PR #35774, opened 2021-09-15
Basic PR on Cost Model

zhhsplendid:
### PR types

New features
### PR changes

APIs
### Describe

Add basic Cost Model, it uses executor to run program and profile it to get op time.

This is an early basic version, we will add more functions in the future.


paddle/fluid/framework/ir/cost_model.cc
```diff
@@ -0,0 +1,250 @@
...
+  Executor executor(place);
+  Scope scope;
+  executor.Run(startup_program, &scope, /*block_id = */ 0);
+
+  // TODO(zhhsplendid): handle the case that Profiler is already enabled
+  SetTracerOption(platform::TracerOption::kAllOpDetail);
+  EnableProfiler(profiler_state);
+  executor.Run(main_program, &scope, /*block_id = */ 0);
+
+  std::vector<std::vector<Event>>* time_events =
```
thisjiang: I think the best idea is using `unique_ptr` or `shared_ptr` rather than raw pointer.

paddle/fluid/framework/ir/cost_model.cc
```diff
@@ -0,0 +1,250 @@
...
+  while (event_index < main_thread_events.size()) {
+    if (main_thread_events[event_index].name() == "_start_profiler_") {
+      start_profiler_idx = event_index;
+    } else if (main_thread_events[event_index].name() == "_stop_profiler_") {
+      stop_profiler_idx = event_index;
+      break;
+    }
+    ++event_index;
+  }
+  if (start_profiler_idx != 0 && stop_profiler_idx != 0) {
```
- - -
### WHAT IS NEEDED
Without changing a word, print all of the entries above.

### SOLUTION FOR THIS EXERCISE
PR #35774, opened 2021-09-15
Basic PR on Cost Model

zhhsplendid:
### PR types

New features
### PR changes

APIs
### Describe

Add basic Cost Model, it uses executor to run program and profile it to get op time.

This is an early basic version, we will add more functions in the future.


paddle/fluid/framework/ir/cost_model.cc
```diff
@@ -0,0 +1,250 @@
...
+  Executor executor(place);
+  Scope scope;
+  executor.Run(startup_program, &scope, /*block_id = */ 0);
+
+  // TODO(zhhsplendid): handle the case that Profiler is already enabled
+  SetTracerOption(platform::TracerOption::kAllOpDetail);
+  EnableProfiler(profiler_state);
+  executor.Run(main_program, &scope, /*block_id = */ 0);
+
+  std::vector<std::vector<Event>>* time_events =
```
thisjiang: I think the best idea is using `unique_ptr` or `shared_ptr` rather than raw pointer.

paddle/fluid/framework/ir/cost_model.cc
```diff
@@ -0,0 +1,250 @@
...
+  while (event_index < main_thread_events.size()) {
+    if (main_thread_events[event_index].name() == "_start_profiler_") {
+      start_profiler_idx = event_index;
+    } else if (main_thread_events[event_index].name() == "_stop_profiler_") {
+      stop_profiler_idx = event_index;
+      break;
+    }
+    ++event_index;
+  }
+  if (start_profiler_idx != 0 && stop_profiler_idx != 0) {
```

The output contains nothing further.